In its annual security report , which analyzes the scenario and safety trends on the Internet, Cisco pointed out that companies need to adopt a more collaborative strategy to combat cyber ttoers and attacks. Expanding and extending security actions for users, as well as servers and systems.
Just as safety techniques advances, hackers become more efficient. Therefore, it is increasingly necessary for companies to seek constant improvement and evolution of their protection and safety techniques.
Changes in attack techniques
Criminals have expanded their tactics and adapted to the techniques and tools used, with the aim of hindering the analysis and detection of viruses and committed systems.
Among the most used techniques, the sending of spam stands out, where low span amounts of spans from a large set of different locations are sent. Another widely used method is the malicious combination of codes, exploring small flash and javascript vulnerabilities, such as outdated versions and low navigation safety level.
Users become the target
Cisco research revealed that the invaders have failed to focus on attacks on servers and operating systems and began to direct attacks on users, who with the lack of knowledge and misuse of the internet, end up accessing and downloading malicious files from committed websites. For example, attacks through spam and malicious messages increased 250% in 2014.
Security in companies
A prominent point of the research shows a greater distance between intention and defensive practical actions. The study indicates that 75% of those responsible for security in companies consider their techniques and tools effective. However, only 50% of these use recommended and considered standard tools, preventing security violations and warranty in the execution of updated versions of applications.

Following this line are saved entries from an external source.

PR #382, opened 2019-06-06
Removing problematic Docker setup commands

CatGarab:


CatGarab:
[Update xcompile toolchains](https://trello.com/c/UxUdvM2N/941-update-xcompile-toolchains)

PR #389, opened 2019-06-17
updated cross-compile docs to use `cargo kubos`

marshall:
depends on kubos/cargo-kubos#4


marshall:
[Build auto-CC into SDK](https://trello.com/c/AvlNhXp1/772-build-auto-cc-into-sdk)

PR #83, opened 2025-02-23
[pdp] fix bugs and devx rough spots

bdewilde:
## changes

it's a grab-bag!

- bumps `uv` in CI to latest version, makes style check outputs useful in case of error, and bumps `ruff` from v0.8 => v0.9
- generalizes logic to create a certain class of human-readable feature names, and adds a minor new feature to leverage it
- fixes a type check bug in a model eval plot
- adds filtering of constant-value (non-numeric) columns during the low-variance feature selection; this is the equivalent of `threshold=0.0` for numeric columns, so makes sense here no matter the threshold
- adds functions for naming models, getting their uris, and registering them via mlflow
- improves arg input when computing dataset splits
- fixes scary bug in future data masking function, such that features defined at the year level that are in the same year as the current year of enrollment get set to null; this is important because, for example, previously first-term rows could have first-year features populated, which is usually data leakage from the future; this isn't always the case, but we have no good way to know for sure, so better to be safe

## context

working my way through a minor USCB pipeline update, and hitting snags

## questions

- have you run into any other rough edges that you'd like to see fixed here?


bdewilde:
hey hey, i know you're busy, so i'm going to merge this in w/o review 😇  most of these changes are minor additions that make development nicer. the only thing that i definitely want your feedback on is 

> fixes scary bug in future data masking function, such that features defined at the year level that are in the same year as the current year of enrollment get set to null; this is important because, for example, previously first-term rows could have first-year features populated, which is usually data leakage from the future; this isn't always the case, but we have no good way to know for sure, so better to be safe

i can always change this after the fact, if you feel strongly in the other direction!

PR #85, opened 2025-02-26
Add utils library needed for publishing output to GCP buckets

crysg:
## changes
This is a library needed by the inference task in the Databricks that will copy over the output file (e.g. inference output csv) to the bucket in GCP such that the webapp will be able to access it.


crysg:
Oops sorry, fixing some typos that I introduced after cleaning up the file

vishpillai123 (changes requested):
hi @crysg, the structure of this file & the functions look good to me! The location I think may belong more [here](https://github.com/datakind/student-success-tool/tree/develop/pipelines/inference/pdp_inference) right? Not sure how this utils file is being used but I assumed it was in the pipeline.

src/student_success_tool/gcsutils.py
```diff
@@ -0,0 +1,71 @@
+"""
+Utility functions that interact with Google Cloud Storage.
+For instance, copying files from Databricks volumes into GCP buckets.
+"""
+
+from google.cloud import storage
+from google.cloud.storage.bucket import Bucket
```
bdewilde, line 7: I don't see this package listed as a dependency in `pyproject.toml` -- where's it coming from?

src/student_success_tool/gcsutils.py
```diff
@@ -0,0 +1,71 @@
...
+    """Save file from databricks volume to a GCP bucket path."""
+    blob = bucket.blob(dest_bucket_pathname)
+    if blob.exists():
+        raise ValueError(dest_bucket_pathname + ": File already exists in bucket.")
+    blob.upload_from_filename(src_volume_filepath)
+
+
+def get_filename_from_file_path(file_path: str) -> str:
+    """Get the filename only of a given filepath, e.g. for home/directory/file.csv, return just file.csv."""
+    return file_path.split("/")[-1]
```
bdewilde, line 23: iiuc, you should just use the stdlib implementation: https://docs.python.org/3/library/os.path.html#os.path.basename

bdewilde:
looks like you've added quite a bit more than just a utils module! what happened?

crysg:
> looks like you've added quite a bit more than just a utils module! what happened?

crysg:
Oh oops, I'm trying to pick up the recent changes from develop, but I don't know what happened...

PR #86, opened 2025-02-27
Add utils files used by pipeline in utils directory

crysg:
Adding some utils directories that are interacting with GCS and SMTP into the pipeline utils. (We expect these will only be used by the pipeline tasks).

## changes
Adding two utils files: emails.py and gcsutils.py. emails.py creates SMTP server and sends an email. gcsutils.py copies files from databricks volume to GCP bucket using code from GCP documentation.

## context
Resolved the comments in the other PR where I messed up the merge with develop.


crysg:
> Hi @crysg ive botched merges using databricks in a similar way. It’s super strange how that happens. I also usually ditch the PR and open a new one like you have lol.
> 
> Thanks for moving the utils file. I’m seeing a 3 other files now that have been changed though. Was this intentional?

Ah good to know! I need to read up on how to use Github...

Yes that's intentional! I added the emails utils earlier, and that should belong with the gcutils here. The other files are uv package management changes to include google cloud storage python library as a dependency. This dependency is required because the gcsutil.py I'm adding uses GCS library calls to handle GCP bucket changes (file copies etc.)

pyproject.toml
```diff
@@ -23,6 +23,7 @@ dependencies = [
     "statsmodels~=0.14",
     "shap~=0.46.0",
     "tomli~=2.0; python_version<'3.11'",
+    "google-cloud>=0.34.0",
```
bdewilde, line 26: nit: slot this into the dependency list in alphabetical order

pipelines/tasks/utils/gcsutils.py
```diff
@@ -0,0 +1,67 @@
...
+    """Save file from databricks volume to a GCP bucket path."""
+    blob = bucket.blob(dest_bucket_pathname)
+    if blob.exists():
+        raise ValueError(dest_bucket_pathname + ": File already exists in bucket.")
+    blob.upload_from_filename(src_volume_filepath)
+
+
+def publish_inference_output_files(
+    db_workspace: str,
+    institution_name: str,
```
bdewilde, line 24: is this the institution "name" or "id"? based on how this variable is used, i _think_ it's actually the id.

pipelines/tasks/utils/gcsutils.py
```diff
@@ -0,0 +1,67 @@
...
+    external_bucket_name: str,
+    sst_job_id: str,
+    approved: bool,
+) -> str:
+    """
+    Publish output files to bucket, with folder determined based on approved parameter,
+    and return the status of the job as a string.
+    """
+    # Destination: The output directory in the bucket that the files get moved to.
+    bucket_directory = f"{'approved' if approved else 'unapproved'}/{sst_job_id}"
```
bdewilde, line 34: nit: i think this is technically correct, but python has a cleaner syntax for conditional assignment:

```suggestion
    bucket_directory = "approved" if approved else f"unapproved/{sst_job_id}"
```

pipelines/tasks/utils/gcsutils.py
```diff
@@ -0,0 +1,67 @@
...
+import os
+
+
+def save_file(
+    bucket: Bucket, src_volume_filepath: str, dest_bucket_pathname: str
+) -> None:
+    """Save file from databricks volume to a GCP bucket path."""
+    blob = bucket.blob(dest_bucket_pathname)
+    if blob.exists():
+        raise ValueError(dest_bucket_pathname + ": File already exists in bucket.")
```
bdewilde, line 18: is there ever a use case where you'd want to overwrite the contents of a bucket? if so, maybe a `force: bool = False` param and logic to handle it would be nice?

crysg: As of my current understanding of constraints/requirements/the feature request of the publish etc, no. But easy to add a param here in the future if that requirement ever comes up.

pipelines/tasks/utils/gcsutils.py
crysg: The webapp has a concept of both an institution ID (a UUID generated by the database to obfuscate institution names and make sure they are uniquely identified) and institution name, this parameter is analogous to the institution name (though "databricksified") as understood by the webapp, NOT the institution ID. However, I took a look at some of your templates and it looks like it maps to the institution ID in those templates.

Since this is a utility function mainly used by the pipeline which is integrated with the webapp, it'll need to be consistent with the webapp to avoid confusion. People should not be manually enter the parameters here, the inference pipeline will be triggered from the webapp.

pyproject.toml
crysg: Done.

vishpillai123 (approved):
Moving forward based on offline conversation. Crystal to add documentation on "inst_id" definition to README, since there's some inconsistency with what google fellows/DK are calling "inst_id" and "inst_name"

pipelines/tasks/utils/gcsutils.py
bdewilde: oops, sure enough! i misread your code. imo that underscores my point: doing this in an f-string is straight-up harder to read, even though it's technically allowed :) too late now, and no big deal

PR #88, opened 2025-03-02
[pdp] handle new raw cols + add new features

bdewilde:
## changes

- adds functionality to add empty columns raw course/cohort data in case those columns are missing; this is a straightforward way of handling new columns added by pdp w/o requiring tons of checks in features code
- correctly sets new year-to raw cohort fields to null in case of 0 values
- adds new "term program of study area" feature, based on new "term program of study" raw column, plus a derived "number of courses in term program of study area" feature
- adds course level mean to the set of features for which "term diff" values are computed
- adds new features to mapping table

## context

PDP added a handful of new columns to the raw data; the logic here properly integrates them into the existing feature set, and adds a couple features on top.

## questions

- any concerns about adding empty columns in case the raw data is missing them? presumably this won't cause any trouble for already trained models (owing to their column selectors), and in case of all-null values, presumably feature selection would automatically drop them anyway...


bdewilde:
howdy @vishpillai123 @kaylawilding , friendly nudge to not forget about this PR 🙇

vishpillai123 (approved):

PR #90, opened 2025-03-04
[pdp] improve handling for unique student identifiers

bdewilde:
## changes

- bumps `pandera` dep from v0.21 to v0.23
- replaces `"study_id"` column renaming hack with consistent renaming of `"student_guid"` / `"study_id"` cols to `"student_id"`, within the raw data schemas themselves, so that both forms of raw PDP data are handled internally in the same way
- updates default student id col(s) arg values to `"student_id"` throughout code base

## context

for _reasons_ PDP sends us data in two forms, where one uses "student_guid" as a unique student identifier while the other form uses "study_id"; they serve the same purpose, and are never used in a dataset at the same time. rather than having to switch back-and-forth between student id col names -- a big hassle -- these changes use a consistent, obvious name under the hood.

## questions

- any school-specific pipelines pointed at the `develop` branch here will have to update their project configs, i.e. `student_id_col = "student_id"`. any concerns about this?


bdewilde:
I saw your comments on other schema PR, @vishpillai123 , but friendly reminder that this one has to be merged first. :)

nm3224:
Looks all good to me! Maybe we should send out a slack or something letting people know they'll need to change student_id in their configs but I think it's an easy change if anyone is still using the develop branch!

nm3224 (approved):

PR #91, opened 2025-03-05
Move utils

crysg:
We are having a terrible time in Databricks trying to make the imports from outside student-success-tool/src/ work in Databricks via a non-hacky way.

## changes
Move the utils functions into a location readable by Databricks pipelines

Also add the chart util file.


vishpillai123:
@bdewilde the fellows asked this in the meeting today. I totally understand (and can relate) to the issues with dependencies they are having. Though, I wasn't sure how you would feel about this? Can you take a look?

bdewilde (changes requested):
It looks like you moved these utility modules and also added some type annotations. The annotations seem fine (but I have very little context for them). The new location of the files does give me pause: You've created a new top-level directory in the repo, which is outside the main Python package. How/where is this being imported? How does this move fix things??

bdewilde (approved):
Hey @crysg , I just realized that the full file path was obscured by GitHub, so I mis-read that you did indeed move this into a directory within `src/student_success_tool`, rather than the top-level directory I read. Sorry, that was UX-facilitated user error 😇 

I think this is fine. If you'd prefer these nb utils modules to be in their old home, you might try path-hacking? This is a thing Databricks recommends, though afaik it is strongly discouraged in general.

```python
if "path/to/utils/dir" not in sys.path:
    sys.path.insert(1, "path/to/utils/dir")

from utils import [stuff]
```

crysg:
No worries, @bdewilde! And thanks for the quick response.

Yes we tried path hacking, but came to the same conclusion you did which is it's much cleaner to simply move our utils library somewhere that the python files can read.

PR #92, opened 2025-03-05
Created a utility function to generate a shap beeswarm plot

jamalc:
## changes

This change creates a new file in pipeline utils to plot a beeswarm chart.
## context

The summary_plot method of generating charts for shap data is deprecated.


crysg:
I think you have to run the formatter but otherwise lgtm!

vishpillai123 (approved):
not familiar with this type of plot, so curious to see it!

PR #94, opened 2025-03-06
Using the new Shap explanation api

pemujo:
Updated the pdp_model_inference task to use the ["New Shap Explanation API"](https://shap.readthedocs.io/en/latest/example_notebooks/api_examples/migrating-to-new-api.html) and plotted using beeswarm function. 

The changes were required because some methods used with the old API are getting deprecated and Shap documentation pointed to the new API.

## Changes
**1. Removed the custom code to create shap values**

```
shap_schema = StructType(
    [StructField(cfg.student_id_col, StringType(), nullable=False)]
    + [StructField(col, FloatType(), nullable=False) for col in model_feature_names]
)

df_shap_values = (
    spark_session.createDataFrame(
        df_processed_dataset.reindex(
            columns=model_feature_names + [cfg.student_id_col]
        )
    )
    .repartition(spark_session.sparkContext.defaultParallelism)
    .mapInPandas(
        ft.partial(
            inference.calculate_shap_values_spark_udf,
            student_id_col=cfg.student_id_col,
            model_features=model_feature_names,
            explainer=explainer,
            mode=train_mode,
        ),
        schema=shap_schema,
    )
    .toPandas()
    .set_index(cfg.student_id_col)
    .reindex(df_processed_dataset[cfg.student_id_col])
    .reset_index(drop=False)
)
```

**Replaced with the new explanation API**
```
    # Calculate Shap values using the new Shap Explanation API
    df_shap_values = explainer(df_processed_dataset[model_feature_names])
```

**2. Removed the plot function**
```
shap.summary_plot(
      df_shap_values.loc[:, model_feature_names].to_numpy(),
      df_serving_dataset.loc[:, model_feature_names],
      class_names=loaded_model.classes_,
      max_display=20,
      show=False,
  )
```

**replaced with beeswarm utils function**
```
from student_success_tool.pipeline_utils.plot import plot_shap_beeswarm
# Plot Shap values using the beeswarm plot function 
 shap_fig = `plot_shap_beeswarm(df_shap_values)`
```
3. Removed the unsed dependencies.

## Context
Per documentation:
"The new-style plotting functions like shap.plot.bar and shap.plots.beeswarm accept these Explanation objections rather than numpy arrays." 
 

    

## Questions/Inputs
The performance was similar to the custom spark function with synthetic datasets, but it should be tested with bigger datasets


pipelines/tasks/pdp_model_inference/pdp_model_inference.ipynb
```diff
@@ -250,63 +237,24 @@
...
-    "            ),\n",
-    "            schema=shap_schema,\n",
-    "        )\n",
-    "        .toPandas()\n",
-    "        .set_index(cfg.student_id_col)\n",
-    "        .reindex(df_processed_dataset[cfg.student_id_col])\n",
-    "        .reset_index(drop=False)\n",
-    "    )\n",
+    "    # Calculate Shap values using the new Shap Explanation API\n",
+    "    df_shap_values = explainer(df_processed_dataset[model_feature_names])\n",
```
vishpillai123, line 241: I'm not seeing where you imported the explainer function here. Also not sure how performance will be for thousands of students, so this may need to be parallelized.

pipelines/tasks/pdp_model_inference/pdp_model_inference.ipynb
```diff
@@ -250,63 +237,24 @@
...
-    "    #     mlflow.log_figure(\n",
-    "    #         shap_fig,\n",
-    "    #         f\"shap_summary_dataset_name_dataset_\"\n",
-    "    #         f\"{df_ref.shape}_ref_rows.png\",\n",
-    "    #     )\n",
+    "    # Plot Shap values using the beeswarm plot function\n",
+    "    shap_fig = plot_shap_beeswarm(df_shap_values)\n",
     "\n",
     "    # --- Feature Selection for Display ---\n",
     "    result = inference.select_top_features_for_display(\n",
```
vishpillai123, line 248: If we are using the values directly here, can we validating that results here make sense (preferrably in a unit test)? Since we're using this across schools, unit tests can help prevent future bugs.

For example, for each student, does it follow that top X features have descending SHAP values (1>2>3>4>5)?

pipelines/tasks/pdp_model_inference/pdp_model_inference.ipynb
```diff
@@ -250,63 +237,24 @@
...
-    "\n",
-    "    # # --- Log SHAP Plot to MLflow ---\n",
-    "    # with mlflow.start_run(run_id=model_run_id) as run:\n",
-    "    #     mlflow.log_figure(\n",
-    "    #         shap_fig,\n",
-    "    #         f\"shap_summary_dataset_name_dataset_\"\n",
-    "    #         f\"{df_ref.shape}_ref_rows.png\",\n",
-    "    #     )\n",
+    "    # Plot Shap values using the beeswarm plot function\n",
+    "    shap_fig = plot_shap_beeswarm(df_shap_values)\n",
```
vishpillai123, line 245: How are we visualizing without the names of the model features?

pipelines/tasks/pdp_model_inference/pdp_model_inference.ipynb
pemujo: hey @vishpillai123 df_shap_values is actually a shap.explanation object that includes the values and features names. 

This is a snippet from the [documentation](https://shap.readthedocs.io/en/latest/example_notebooks/api_examples/migrating-to-new-api.html):
**"The shap.Explanation object is a much richer representation that includes the shap values (accessible with the .values attribute) as well as supporting contextual information such as the background dataset and the feature names."**

I think it would be good to change the name to reflect that. df_shap_values could be renamed to shap_explanations or something that properly reflects the difference.

pipelines/tasks/pdp_model_inference/pdp_model_inference.ipynb
pemujo: We did not change that part. We still used the explainer as it was before:

```    
explainer = shap.explainers.KernelExplainer(
        ft.partial(
            predict_proba,
            model=loaded_model,
            feature_names=model_feature_names,
            pos_label=cfg.pos_label,
        ),
        df_ref,
        link="identity",
    )
```

https://github.com/datakind/student-success-tool/blob/6a2bd980b64e0c8339b60bc54a2677bfef18d979/pipelines/tasks/pdp_model_inference/pdp_model_inference.ipynb#L229

Completely agree about performance. This will need to be tested and you could refactor to parallelize the function if needed

pipelines/tasks/pdp_model_inference/pdp_model_inference.ipynb
pemujo: Unit test would be ideal. That is one of the main reasons to switch to .py instead of notebooks

vishpillai123: Sure, but you can build unit tests and have notebooks. Our best practice at DK is to separate functions into .py files and then import them into notebooks. That way you can still create unit tests. 

I would say almost all of the functionality (if not all, Burton is very detailed) we have here in the public repo has unit tests ([reference](https://github.com/datakind/student-success-tool/tree/develop/tests)).

pipelines/tasks/pdp_model_inference/pdp_model_inference.ipynb
vishpillai123: ah interesting, so you put it directly into the explainer! Gotcha, that's pretty nice.

pipelines/tasks/pdp_model_inference/pdp_model_inference.ipynb
vishpillai123: If we don't want to go the unit test route, we can at the least have an assertion statement here to validate the results.

pipelines/tasks/pdp_model_inference/pdp_model_inference.ipynb
kaylawilding: They are part of the Explanation object and beeswarm can use that directly. 

_The shap.Explanation object is a much richer representation that includes the shap values (accessible with the .values attribute) as well as supporting contextual information such as the background dataset and the feature names.

The new-style plotting functions like shap.plot.bar and shap.plots.beeswarm accept these Explanation objections rather than numpy arrays._

What I do think we should do, small detail, to be equivalent to what we had before for plotting is to set the option max_display to 20 (shap.plots.beeswarm(shap_values, max_display=20).

kaylawilding (approved):
I have one small change about setting the max_display to 20 but I don't think its a blocker, so approving. Read below for more detail, but Im good with the current unit tests. Thanks for the updates here!

pipelines/tasks/pdp_model_inference/pdp_model_inference.ipynb
vishpillai123: I agree that unit tests on the function itself is silly, that’s not what I’m asking for. I would like to validate that the SHAP values make sense. 

I know it seems like the unit tests are silly as is. I think the correct shape, numeric, and nonempty checks are simple checks, but still important to have in my opinion. The student ID check is absolutely necessary (reminder that this used to be a bug in our previous SHAP values calc). I would advise to not delete the unit tests.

A positive point of the research shows that in Brazil 34% of organizations have an advanced level of security. However, still behind countries like United States with 44% and India with 54%.
How to increase security?
The most relevant point to be considered in research is the changes that the security market has been undergoing, mainly by the expansion of the techniques used by the criminals of the internet. Given this, it is clear the need for adaptation by security managers, so a change in the security principles still widely used is required.
Cisco, in its “security manifesto”, lists some basic principles that should be followed in strategy and security actions, both by managers and by the internet user:
- Security must support the business.
- Security should work with existing architecture - and be usable.
- Security must be transparent and informative.
- Safety should allow appropriate visibility and action.
- Security should be seen as a “problem related to people.”
And in your company, what has been done to maintain updated and efficient invaders protection? Share your experiences in the comments!